It is probably true that reference to “structuralism” and to “structuralist” theoretical approaches that posit the existence of cognitive “structures” in the developing child was once a clear and useful way to distinguish some students of child behavior and development from others. “Structuralist” mainly meant the followers of Piaget, Chomsky, and Kohlberg—and appropriately so. Those not called structuralists mostly subscribed to some variety of behaviorism or S-R theory and were thus loathe to endow the inside of the head with anything complex enough to require the designation “cognitive structure.”
However, I believe that there has been a precipitous decline in the usefulness of these terms as the “cognitivization” of psychology has become more and more complete. Piaget, Newell and Simon, Chomsky, and others have now convinced just about everyone that adult and child minds alike are inhabited by exceedingly rich structures of knowledge and cognitive processes.

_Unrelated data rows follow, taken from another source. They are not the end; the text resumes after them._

PR #1630, opened 2017-01-09
add package clementine to mxe/plugins/apps

pavelvat:
required https://github.com/mxe/mxe/pull/1626 (qtsparkle is optional dependency. But required package qttools is listed only in qtsparkle.mk and is not listed in clementine.mk)

problems:
1)build is successful, but crash on launch. For order to workaround it you can copy of settings from clementine-qt4 directory (c:\users\USER_NAME\\.config\Clementine) to clementine-qt5 (c:\users\USER_NAME\\.config\Clementine-qt5). Other way: use patch from https://github.com/clementine-player/Clementine/issues/5297
2)clementine-qt5 currently doesn't play any music files and radio streams (gstreamer related errors).

PR #1644, opened 2017-01-22
add package liblastfm

pavelvat:
Qt5 build.
patch is required to separate headers of lastfm for Qt4 and Qt5 builds.
#1356
Clementine from Debian has used this library.

### DIFF
--- a/src/liblastfm-1-fixes.patch
+++ b/src/liblastfm-1-fixes.patch
@@ -1,0 +1,30 @@
+This file is part of MXE. See LICENSE.md for licensing information.
+
+Contains ad hoc patches for cross building.
+
+From 480e2ec663ef867e7892dbbc624737cae176c717 Mon Sep 17 00:00:00 2001
+From: Dominik Schmidt <dev@dominik-schmidt.de>
+Date: Fri, 6 Feb 2015 01:55:40 +0100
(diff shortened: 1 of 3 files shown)


tonytheodore:
Static builds can be enabled with some pkg-config tricks https://github.com/mxe/mxe/commit/b5cc7857e417e1db3c24351cf2c108c70efb61be, something similar could be done for libechonest. Clementine builds but I can't get it to run.

Thanks!

pavelvat:
>something similar could be done for libechonest.

It is not required, because The Echo Nest was acquired by Spotify, and echonest servers are shut down. echonest support was removed from current master-branch of Clementine. I will make PR to delete package libechonest from MXE since release of Clementine-1.3.2.

Something similar could be done for qtsparkle. I'll do it later.

>Clementine builds but I can't get it to run.

from https://github.com/mxe/mxe/pull/1630#issue-199459252:
build Clementine (Qt5) is successful, but crash on launch. For order to workaround it you can copy of settings from clementine-qt4 directory (c:\users\USER_NAME\\.config\Clementine) to clementine-qt5 (c:\users\USER_NAME\\.config\Clementine-qt5). Other way: use patch from clementine-player/Clementine#5297

Issue #1642, opened 2017-01-22
Qt5 + cmake doesn't seem to work at all


uwehermann:
**TL;DR: MXE+Qt5+cmake doesn't seem to work.**

Hi, I've been trying for quite a while to make sigrok (www.sigrok.org) Windows packages using Qt5 + MXE, without any success unfortunately (our current packages use Qt4, which has also been a challenge to implement as well, but that's somewhat working at least).

For our purposes we're depending on a number of specific things that need to work together: 

- MXE target "i686-w64-mingw32.static.posix" (we need C++11 + threads etc.)
  (and static builds of everything else in MXE and outside MXE, of course)
- cmake (used by our PulseView frontend)
- Qt5 (we cannot and don't want to remain stuck with Qt4 forever, for many different reasons, including features from Qt5 we want, and bugfixes from Qt5 we need)

Within Qt5 we need the following: Qt5Core, Qt5Gui, Qt5Svg and various static plugins (directly or indirectly) such as qsvg, QWindowsIntegrationPlugin and such.

I've spent countless days trying to get a successful build, but I didn't get anywhere near a successful build that will also work at runtime.

So my question is whether I'm doing something wrong or whether there are bugs in MXE e.g. regarding i686-w64-mingw32.static.posix+Qt5+cmake that would prevent this from working?

In order to get something reproducible that demonstrates the problem without too many dependencies on all kinds of other stuff we do in sigrok, I've created this demo repo here:

https://github.com/uwehermann/qt5helloworld

It contains a simple project that I generated in qtcreator on Linux which basically just shows an empty window. I added the simplest-possible CMakeLists.txt file for buiding it, and two shell scripts to demonstrate exactly how I'm building.

- The Linux build script works fine, I get an executable and I can run the executable successfully.
- The MXE script doesn't yield a successful build, there are many linker errors (this is with MXE git as of today, only "make qt5", no Qt4 in the MXE paths anywhere).

I've tried all kinds of things in CMakeLists.txt, the source code itself, random MXE patching, nothing has worked sufficiently well so far.

Can someone please verify that the repo I provided does indeed build fine on Linux and doesn't build with MXE?

If yes, any patches against MXE and/or that repo to make this simple project build and run successfully would be really appreciated. It would at least be a basis for further work (I'm pretty sure the static Qt5 plugins will be the next major issue causing headaches after that).

Please let me know if you need any more info. Thanks!

tonytheodore:
[...]

PR #1645, opened 2017-01-23
[WIP] Qt 4&5: improve cmake static linking

tonytheodore:
tested on i686-w64-mingw32.shared i686-w64-mingw32.static

minimal example for #1642


tonytheodore:
pkg-config libs are now added to the cmake modules so no special changes are required in `CMakeLists.txt` for static linking of dependencies.

Plugins still require changes and there's no way I can see to easily auto-configure them for cmake.

tonytheodore:
Added pkg-config static lib dependencies for Qt4 and unified the tests. Tested qt and qt5 on i686-w64-mingw32.static.posix and i686-w64-mingw32.shared, both build and the test programs run correctly. 

Downstream packages still need testing, but workarounds like the [vtk update](https://github.com/mxe/mxe/pull/1527/commits/718fc84c5f22066879ff305ab253eed8759a7f73) will no longer be necessary.

tonytheodore:
Downstream packages all okay and enabling static builds for new packages is much simpler.

I'm happy with this now and think it's good to merge.

tonytheodore:
Back to WIP pending #1650, patches apply but platform libs have changed.

tonytheodore:
Fixed in #2453

PR #1648, opened 2017-01-29
mingw-w64: add --enable-secure-api

starius:
This is needed to update glib to 2.51.1. It uses strerror_s,
which is guarded by MINGW_HAS_SECURE_API.

See http://win-builds.org/bugs/index.php?do=details&task_id=79
See https://sourceforge.net/p/tdm-gcc/bugs/305/


tonytheodore:
+1 I don't think it will break WinXP compatibility but I think it's not worth spending time on.

Side note: glib 2.51.1 is a development version and we usually stick to the even numbered releases.

starius:
Rebased

tonytheodore:
Thanks!

Issue #1647, opened 2017-01-27
Update Gtk 3


mdickie:
MSys 2 provides a newer version of gtk.

starius:
I tried to [update gtk3](https://gist.github.com/starius/1148df405c5fe0ea51ffec24a9ae0f5e#file-) but it requires updating glib first:
```
Package dependency requirement 'glib-2.0 >= 2.49.4' could not be satisfied.
Package 'glib-2.0' has version '2.44.1', required version is '>= 2.49.4'
```

I am trying to update `glib`.

starius:
Next issue is cairo. gtk3 configure fails with the following message:

```
checking for cairo_win32_surface_create_with_format in -lcairo... no
configure: error: cairo_win32_surface_create_with_format is not found in cairo library
You need a cairo snapshot 1.15.x or 1.16.x release or newer
```

Latest release of cairo is 1.14.8. Cairo [1.15.x's snapshot](https://www.cairographics.org/snapshots/) is available, but snapshots are considered unstable.

starius:
Help is needed.

gtk3 3.22.7 is built but its test [fails with linking errors](https://gist.github.com/7a736cb61f60de9a6bc7f1789f22c535).

My current state is fcbe7e30651b5c3be0cbd95541308cd5cbe393f7 + https://gist.github.com/637ee595aa389b31b9c0fe1525c8f254

I traced symbol `_imp__epoxy_glViewport`. It comes from package `libepoxy`, file `usr/i686-w64-mingw32.static/include/epoxy/wgl_generated.h`. The function is declared with `EPOXY_IMPORTEXPORT`, which comes from `usr/i686-w64-mingw32.static/include/epoxy/gl.h` and is defined to `__declspec(dllimport)`. It seems to be responsible for adding `_imp_` prefix to the symbol, breaking the linking. This is where the help is needed. Why is it defined to `__declspec(dllimport)` on a static target? How to the the error?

Consider adult cognition about the nonsocial and social worlds, and how it is currently conceptualized by theorists in the areas of psycholinguistics, cognitive psychology, artificial intelligence, judgment and decision processes, and social cognition or person perception. One sees a variety of models postulating such patently “structural” cognitive structures as sentence and story grammars, schemata, frames, scripts, prototypes, implicit or naive theories, production systems, systematic judgmental and inferential biases, executive processes, organized strategies, knowledge structures, expertise, and semantic networks (Brown, in press; Glass, Holyoak, & Santa, 1979, Nisbett & Ross, 1980). Virtually everyone nowadays agrees with Piaget that we assimilate input to our existing knowledge structures rather than merely copy it—that our learning, comprehension, and other cognitive activities are heavily constructive or “top down” in nature.

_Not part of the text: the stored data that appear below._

PR #1653, opened 2017-01-31
update gtk3 to 3.22.7, glib to 2.50.2, cairo to snapshot 1.15.4

starius:
fix https://github.com/mxe/mxe/issues/1647


src/glib.mk
```diff
@@ -4,16 +4,16 @@ PKG             := glib
...
+$(PKG)_CHECKSUM := be68737c1f268c05493e503b3b654d2b7f43d7d0b8c5556f7e4651b870acfbf5
 $(PKG)_SUBDIR   := glib-$($(PKG)_VERSION)
 $(PKG)_FILE     := glib-$($(PKG)_VERSION).tar.xz
 $(PKG)_URL      := http://ftp.gnome.org/pub/gnome/sources/glib/$(call SHORT_PKG_VERSION,$(PKG))/$($(PKG)_FILE)
 $(PKG)_DEPS     := gcc dbus gettext libffi libiconv pcre zlib
 
 define $(PKG)_UPDATE
     $(WGET) -q -O- 'http://git.gnome.org/browse/glib/refs/tags' | \
-    $(SED) -n "s,.*tag/?id=\([0-9]\+\.[0-9]*[02468]\.[^']*\).*,\1,p" | \
+    $(SED) -n 's,.*glib-\([0-9][^"]*\)\.tar.*,\1,p' | \
```
tonytheodore: Shouldn't we keep the filter for even numbered (release) versions? `glib` is rarely trivial to update and I wouldn't want to cause any wasted time on a dev version.

src/cairo.mk
```diff
@@ -3,11 +3,11 @@
 PKG             := cairo
 $(PKG)_WEBSITE  := http://cairographics.org/
 $(PKG)_IGNORE   :=
-$(PKG)_VERSION  := 1.14.6
-$(PKG)_CHECKSUM := 613cb38447b76a93ff7235e17acd55a78b52ea84a9df128c3f2257f8eaa7b252
+$(PKG)_VERSION  := 1.15.4
```
tonytheodore: Using the snapshot seems fine, from the release notes:
```
This new snapshot incorporates changes over the past year since the
1.15.2 snapshot, including all the fixes from the 1.14 release series.
```

src/glib.mk
starius: Fixed. The change of updater was moved to a separate commit.

src/cairo.mk
starius: Ok, then we can go with a snapshot.

starius:
Rebased

tonytheodore:
Thanks!

PR #1607, opened 2016-12-22
apps: add ricochet 1.1.4

starius:

PR #1656, opened 2017-02-02
ricochet depends on specific parts of Qt5, not all

starius:
The list of components was deduced from official build instructions:
https://github.com/ricochet-im/ricochet/blob/master/BUILDING.md#fedora

See https://github.com/mxe/mxe/pull/1607#pullrequestreview-19498314


tonytheodore:
Thanks!

PR #1657, opened 2017-02-03
boost: add test for boost.context linking

tonytheodore:
See http://lists.nongnu.org/archive/html/mingw-cross-env-list/2017-02/msg00002.html

Appears to build and run:
image


starius:
Tested on 64 bit Linux (wheezy).
The test works under wine.

starius:
Thanks!

PR #1668, opened 2017-02-08
add qtspeech module

tonytheodore:
See http://lists.nongnu.org/archive/html/mingw-cross-env-list/2017-02/msg00013.html

### DIFF
--- a/src/qtspeech.mk
+++ b/src/qtspeech.mk
@@ -1,0 +1,22 @@
+# This file is part of MXE. See LICENSE.md for licensing information.
+
+PKG             := qtspeech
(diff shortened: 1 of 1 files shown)


tonytheodore:
Appears to be disabled for mingw: http://lists.nongnu.org/archive/html/mingw-cross-env-list/2017-02/msg00015.html

tonytheodore:
Seems to be working now: http://lists.nongnu.org/archive/html/mingw-cross-env-list/2017-07/msg00000.html and builds fine for `i686-w64-mingw32.static`.

Issue #1518, opened 2016-09-10
gettext fails to build on Bash on Ubuntu on Windows (Ubuntu 14.04)


mshindal:
https://gist.github.com/mshindal/f4e02701f32dcb170bd4070c73f1a8e2

mshindal:
That didn't seem to work. Just to clarify, you're saying I should run `ln -s ../automake.mk plugins/native/trusty/automake.mk` inside of my cloned `mxe` directory?

darealshinji:
Yes.

mshindal:
I get this error: 
```make: *** No rule to make target `/mnt/d/Code/mxe/usr/x86_64-unknown-linux-gnu/installed/autoconf', needed by `/mnt/d/Code/mxe/usr/x86_64-unknown-linux-gnu/installed/automake'.  Stop.```

**Comment by darealshinji** [comment]
Ah, dependencies. Create links for `autoconf.mk` and `m4.mk` too and try it again.

**Comment by tonytheodore** [comment]
I'm not sure manual symlinks are the best way to go (you want `libtool` also), either of:

```
make OS_SHORT_NAME=wheezy ...
```
or
```
make libtool MXE_PLUGIN_DIRS=plugins/native MXE_TARGETS=`ext/config.guess`
```

will build a working autotools setup.

The core issue is why `aclocal` is called at all? We don't modify any of the base files so it shouldn't be needed for this package.

darealshinji:
My guess is that Ubuntu on Windows 10 might behave different than a real Ubuntu system. Last time I tried to compile something there it didn't work at all.

tonytheodore:
Good point @darealshinji, I haven't used it before - I wonder if there's some weirdness with timestamps on the files extracted from the tarball?

starius:
@mshindal 
What is the output of `lsb_release -sc` and `uname -s`?

mshindal:
`trusty` and `Linux`.

starius:
@tonytheodore
Why not to build these native packages on trusty to make it work out-of-box?

darealshinji:
It seems to be working now.

Saniq:
@darealshinji it might be fixed due to the newest version of _Bash on Ubuntu on Windows_ coming with Ubuntu 16.04 which in turn has automake-1.15 in its package source. But the underlying issue still seems to persist (at least for me on Windows 10 Creators Update (1703 / 15063.332)).

[...]

PR #1949, opened 2017-10-29
native plugin fixups

### LINKED ISSUE #1892: Problem with `gettext` (when basing on tutorial)
I follow the tutorial from http://mxe.cc/#tutorial and get stuck on simple `make`... It looks like `gettext` package fails to make itself.

Logs:
https://gist.github.com/PsychoXIVI/53c08dbf93d5f3fbc3652dce8503f69e

`tmp-gettext-x86_64-pc-linux-gnu`  folder of `mxe` after trying `make` again:
https://files.fm/u/57vfk4m2

In `settings.mk` file I uncommented the line with `MXE_TARGETS` (no. 15).

I am using Ubuntu 14.04, with gettext 0.18.3 (gnu runtime) . Tried `apt update`/`upgrade` - no better results.

By the way: I am not sure this should use `x86_64-pc-linux-gnu` instead of, as example, `i686-w64-mingw32.static` (from `settings.mk` file).

tonytheodore:
- gettext requires recent autotools
      - add for Ubuntu 14.04 (trusty) - fixes #1892
      - add deps for Debian Jessie and Wheezy
  - libtool is built for prior Debian/Ubuntu, remove from docs
  - tidy up darwin overrides


tonytheodore:
Also fixes #1518

PR #1952, opened 2017-10-30
mxml and libomemo: enable shared

tonytheodore:
Replaces #1871


tonytheodore:
@tehnick, let me know if any issues with this. In the case of all functions being exported to *.dll, it's easier for MXE to simply use `$(MAKE_SHARED_FROM_STATIC)`.

Downstream usage of `libomemo` should also be simplified with use of `pkg-config`. E.g `src/libomemo-test.cmake`:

The same is true of the contemporary field of cognitive development. Almost everyone takes it for granted that there is considerable structure and organization in the infant's and child's knowledge and cognitive processes. How many cognitive developmentalists can you think of who do not believe that the child's mental contents and processes are complexly organized?

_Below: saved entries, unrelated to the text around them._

PR #1900, opened 2017-09-16
the new version uses nasm 2.13 +

Rinat84:
nasm.mk for x264

```
PKG             := nasm
$(PKG)_WEBSITE  := http://www.nasm.us/
$(PKG)_DESCR    := nasm
$(PKG)_IGNORE   := 
$(PKG)_VERSION  := 2.13.01
$(PKG)_CHECKSUM := aa0213008f0433ecbe07bb628506a5c4be8079be20fc3532a5031fd639db9a5e
$(PKG)_SUBDIR   := $(PKG)-$($(PKG)_VERSION)
$(PKG)_FILE     := $(PKG)-$($(PKG)_VERSION).tar.xz
$(PKG)_URL      := http://www.nasm.us/pub/$(PKG)/releasebuilds/$($(PKG)_VERSION)/$($(PKG)_FILE)
$(PKG)_DEPS     :=

define $(PKG)_UPDATE
    $(WGET) -q -O- 'http://www.nasm.us/pub/nasm/releasebuilds/?C=M;O=D' | \
    $(SED) -n 's,.*href="\([0-9\.]*[^a-z]\)/".*,\1,p' | \
    head -1
endef

define $(PKG)_BUILD
    cd '$(BUILD_DIR)' && '$(SOURCE_DIR)/configure' \
        --prefix='$(PREFIX)/$(BUILD)' 
    $(MAKE) -C '$(BUILD_DIR)' -j '$(JOBS)'
    $(MAKE) -C '$(BUILD_DIR)' -j 1 install
    ln -sf '$(PREFIX)/$(BUILD)/bin/nasm' '$(PREFIX)/bin/$(TARGET)-nasm'
endef
```

PR #1954, opened 2017-10-31
Update x264 and use nasm assembler

tonytheodore:
Replaces #1900


tonytheodore:
Direct downstream ffmpeg and gst-plugins-ugly build on all four targets.

tonytheodore:
All downstream packages (aubio chromaprint cimg ffmpeg gst-plugins-bad gst-plugins-ugly imagemagick opencv) also build successfully on all four targets.

Issue #1961, opened 2017-11-05
SDL2: SDL_opengl.h declares extension prototypes even without -DGL_GLEXT_PROTOTYPES


charlemagnelasse:
@richard42 and @rcgordon should be interested in the discussion.

I've tried to compile mupen64plus against MXE and found following problem with SDL2 in MXE:

 * https://travis-ci.org/charlemagnelasse/mupen64plus-video-glide64/jobs/297566071
 * https://travis-ci.org/charlemagnelasse/mupen64plus-video-glide64/jobs/297566072
 * https://travis-ci.org/charlemagnelasse/mupen64plus-video-rice/jobs/297566188
 * https://travis-ci.org/charlemagnelasse/mupen64plus-video-rice/jobs/297566189

Problem is that SDL_opengl.h is declaring prototypes even when GL_GLEXT_PROTOTYPES is not set. And when you set GL_GLEXT_PROTOTYPES then it declares it twice (one time in SDL_opengl.h and one time in SDL_opengl_glext.h):

    i686-w64-mingw32.shared-g++ -fvisibility-inlines-hidden -std=gnu++0x -O3 -flto -Wall -Wno-unused-function -ffast-math -fno-strict-aliasing -fvisibility=hidden -I../../src -I../../src/Glitch64/inc -DGCC -mmmx -msse -fno-PIC -I/usr/lib/mxe/usr/i686-w64-mingw32.shared/include   -I/usr/lib/mxe/usr/i686-w64-mingw32.shared/include/libpng16    -I/usr/lib/mxe/usr/i686-w64-mingw32.shared/include/SDL2 -Dmain=SDL_main -DGL_GLEXT_PROTOTYPES "-I/home/travis/build/charlemagnelasse/mupen64plus-video-glide64mk2/deps/mupen64plus-core/src/api/" -MD -MP -DNO_FILTER_THREAD -DTEXTURE_FILTER -DDUMP_CACHE  -c -o _obj/Glitch64/OGLgeometry.o ../../src/Glitch64/OGLgeometry.cpp
    In file included from ../../src/Glitch64/OGLcombiner.cpp:30:0:
    ../../src/Glitch64/glitchmain.h:77:38: error: 'void (__attribute__((__stdcall__)) * glActiveTextureARB)(GLenum)' redeclared as different kind of symbol
         extern PFNGLACTIVETEXTUREARBPROC glActiveTextureARB;
                                          ^
[...]

PR #1963, opened 2017-11-06
sdl2: disable conflicting GL extension prototypes

charlemagnelasse:
The issue for this PR is https://github.com/mxe/mxe/issues/1961

@rcgordon, @slouken would be good to hear from you guys because this should also be fixed upstream. The upstream ticket is https://bugzilla.libsdl.org/show_bug.cgi?id=3944.


charlemagnelasse:
Ah, misunderstood how patch should be created with the ./tools/patch-tool-mxe tool. I have therefore remade the patch and updated the branch with it.

tonytheodore:
Thanks! Patch consolidated with:
```
make init-git-sdl2
make import-all-patches-sdl2
make export-patch-sdl2
```

PR #1965, opened 2017-11-07
patch.mk: use numbered patch headers

tonytheodore:
Numbered patches can cause minor noise when patches change but they
can also help when reviewing a patch removal. If the first patch says:

```
Submitted upstream: https://....
Remove next update
```

then that could just as easily mean the whole file.


tonytheodore:
See https://github.com/mxe/mxe/pull/1016#issuecomment-161714267

tonytheodore:
Removed the numbered patch change to update the current patches first. I'll add it back as a final step using `make refresh-patches`.

tonytheodore:
The extra noise in diffs is mostly the initial conversion, after that the numbering changes are easy to glide past. There's another case of unnumbered patches causing potential confusion when the first patch is very long (i.e. [coin](https://github.com/mxe/mxe/commit/1118024f45c5e274bc1a82d0b14f25293302b809#diff-12d8d1129e4ddb5c43b158998206c88e)) and a small trailing patch. The extra context with numbering is well worth it.

Four packages fail with [weird line ending issues](https://github.com/mxe/mxe/pull/1965/commits/c01dc95ed113c96c27d979544ebcbc0dc2a2bd3b) but this is good to go. The remaining patches not named `*-1-fixes.patch` can be gradually converted in the future.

I think there is a very simple reason why we cannot reasonably deny die appellation structuralist to today's cognitive psychologists and cognitive developmentalists. It is that anything capable of generating the enormously complex and variegated behavior patterns these scientist routinely observe could not help but have a very complicated structure itself. There is simply no alternative possibility that I can imagine. Read once again the preceding passages from Flavell (1971) and Gardner (1973) and ask what contemporary theories and theorists they do not describe. Doesn't every student of human cognition have an “ardent, powerfully held conviction that there is structure underlying all human behavior and mental functioning, etc.” (Gardner, 1973, p. 10)? This is not to say, of course, that developmentalists agree on what sorts of cognitive structures to attribute to the child—for example, how abstract, general, and context-free they should be—or even on their role and importance in describing or explaining cognitive development (Brainerd, 1978b, plus commentary by others; Feldman & Toulmin, 1976). However, there is general agreement today that cognition is heavily and complexly structured.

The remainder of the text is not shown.